At one point, Moya reminded the committee that Florida’s “charter school population is 70% minority and 50% plus Free and reduced lunch.” Moya told the committee that he was born to Cuban refugees and think it’s “really important to think about the kids in the system and people dont know these stats.” He went on to say that since charter schools didn’t receive capital outlay at parity, “it just fundamentally offends me that my people, cuban people, mostly in urban areas, those parents surrender a portion of their kids funding simply for choosing a school that better suits their kid.”
When asked, by Senator Powell, whether those minority and free and reduced lunch students in charter schools had better graduation rates than those on the traditional school path, Moya didn’t have the data but claimed that the Florida Department of Education releases an annual report demonstrating charter schools tend to outperform the districts schools, in many categories including graduation rates.
Lets look closer at those claims (data from the Florida Department of Education):
In Florida, charter schools serve lower percentages of low income children than their district managed counterparts. In 2022-23, 53% of Florida’s district managed public school population was economically disadvantaged, compared to 47% in Florida’s charter schools.

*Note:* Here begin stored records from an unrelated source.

PR #474, opened 2017-11-02
CFY-7463 Header Section

mxmrlv:


content/plugins/aria.md
```diff
@@ -3,13 +3,11 @@ layout: bt_wiki
...
 draft: false
-weight: 2
-6
-weight: 10000
+weight: 100
 ---
 {{% gsSummary %}} {{% /gsSummary %}}
 
-Plugin Description
+The ARIA plugin enables to use TOCSA-based service-templates for deploying services and applications.
```
aviyoop: The ARIA plugin enables to use TOCSA-based service templates for deploying services and applications

PR #516, opened 2017-11-21
Remove Grafana references

talisela:


talisela:
Remove Grafana reference

PR #542, opened 2017-12-24
Rename availability to visibility

inbala:
Also, add information about creating a resource with visibility and updating the visibility.


bmansheim:
Do you want to cancel this pull request and replace it with the new terminology?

The racial breakdown of Florida’s traditional and charter schools are nearly identical with the exception that charters serve a higher percentage of Hispanic students.
When it comes to graduation rates, Florida’s district managed public schools SIGNIFICANTLY outperform charter schools.
The differences are even more striking when you compare the schools in Mr. Moya’s Charter Schools USA to district schools within the same neighborhood.
There’s plenty more. Like the question of money-making.
Senator Polsky asked a simple and straightforward question: If charters only get the money from per student allocation, “Can you explain how some charter schools actually make a profit?”
Moya chuckled (he did) and replied “Very, very small margins.” He reminded the committee that, by law (f.s.1002.33), “every single charter school is a not-for-profit.” He notes that, like public school districts, they can, and do, contract out to for-profit entities for things like construction, employee leasing or technology.
Senator Polsky reminded Moya that large charter corporation wouldn’t be in the business if they weren’t making money and asked him to explain how they make their money. Moya responded:
“I’ll let the cat out of the bag, we don’t have collective bargaining… I said the quiet part out loud, we don’t have unions.”
Having non-unionized staff and being thrifty is actually NOT how corporate charter chains make their vast profits – lucrative management fees, self dealing and rent extraction are the key to profits in the charter sector.